Jim raised some eyebrows by waiting until the fourth quarter to go for the two-point conversion while San Francisco had the hot hand, but there would be even more second-guessing for his decision late in the third.

That’s when Jim went ahead with a field goal on fourth-and-2 from the Baltimore 16 after a penalty on the Ravens had given San Francisco a reprieve following an initial miss by David Akers.

And when the situation appeared to call for conservative play-calling with the Niners having first-and-goal at the 7 and two of the league’s most potent running threats in Frank Gore and Kaepernick, Harbaugh let offensive coordinator Greg Roman call passes on the final three plays. All fell incomplete.

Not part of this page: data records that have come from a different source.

PR #1327, opened 2020-05-11
tests: Remove flakey hardware_order runtime test

danobi:
This test is always flakey on my machine.

I'm not even sure the kernel guarantees two identically configured perf
events to be scheduled onto the same hardware PMU. IIUC modern x86 CPUs
have something like 4 PMUs. That means if our probe goes onto two
different PMUs we could race (which would explain the flakiness).

##### Checklist


danobi:
cc @olsajiri who probably knows more about PMUs

olsajiri:
yea, I don't think you can test the order via cache-events,
I think that could work ok with instructions

PR #1329, opened 2020-05-13
Add environment variable to tune perf ring buffer size

danobi:
Some scripts sample high frequency events and can overflow the ring
buffer. We should let the user be able to tune the ring buffer size as
it's a pretty classical throughput / space tradeoff.

##### Checklist


czardoz:
Would be nice to have this documented in the [reference guide](https://github.com/iovisor/bpftrace/blob/master/docs/reference_guide.md#9-environment-variables) too!

javierhonduco:
LGTM!! Curious to see what happens if we pass a number that's not a power of 2, does it round it to the nearest value or would it fail?

danobi:
> LGTM!! Curious to see what happens if we pass a number that's not a power of 2, does it round it to the nearest value or would it fail?

I'll fail with a message like "unable to create perf buffer". I'll add a note about that in the docs

PR #1339, opened 2020-05-18
sizedtype accessors

fbs:
This adds and uses accessors for the `is_signed` and `type` fields of `sizedtype` as part of the type system improvement.

These make it easier to improve the type system, e.g. we could add `assert(IsIntTy()` to the `IsSigned` method to ensure that sign checking is only done on integers, without having to modify the code in 1000 places (like happens now)

This is largely an automatic refactor.

### DIFF
--- a/src/types.h
+++ b/src/types.h
@@ -1,5 +1,6 @@
 #pragma once
 
+#include <cassert>
 #include <memory>
 #include <ostream>
 #include <sstream>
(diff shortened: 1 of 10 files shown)


fbs:
Link to #878

fbs:
@danobi  can you take a look at this one when you have time? It's size makes this one annoying

src/types.h
```diff
@@ -102,6 +100,14 @@ class SizedType
...
   bool operator==(const SizedType &t) const;
   bool operator!=(const SizedType &t) const;
+
+  bool IsSigned(void) const;
+
+  friend std::ostream &operator<<(std::ostream &, const SizedType &);
+  friend std::ostream &operator<<(std::ostream &, Type);
+
+private:
+  bool is_signed = false;
```
danobi: Style nit
```suggestion
  bool is_signed_ = false;
```

fbs: I'll sneak this in with the follow up :)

To be fair, though, the Ravens also overcame at least one seriously questionable coaching decision by John to claim their second world championship in 12 years.

That came in the second quarter, when the Ravens were rolling, up 14-3, and seemed ready to turn an Ed Reed interception into a sure-thing field goal by the reliable Justin Tucker. But John inexplicably called for a fake field goal on fourth-and-9, and Tucker managed to get just 6 yards.

The Ravens, however, would survive that boneheaded move and continue to make their coach look smart in a year in which John gambled by firing offensive coordinator Cam Cameron late in the regular season.

“It’s an amazing feeling,” John said. “I’d like to be more profound than that, but that’s all I can come up with right now.”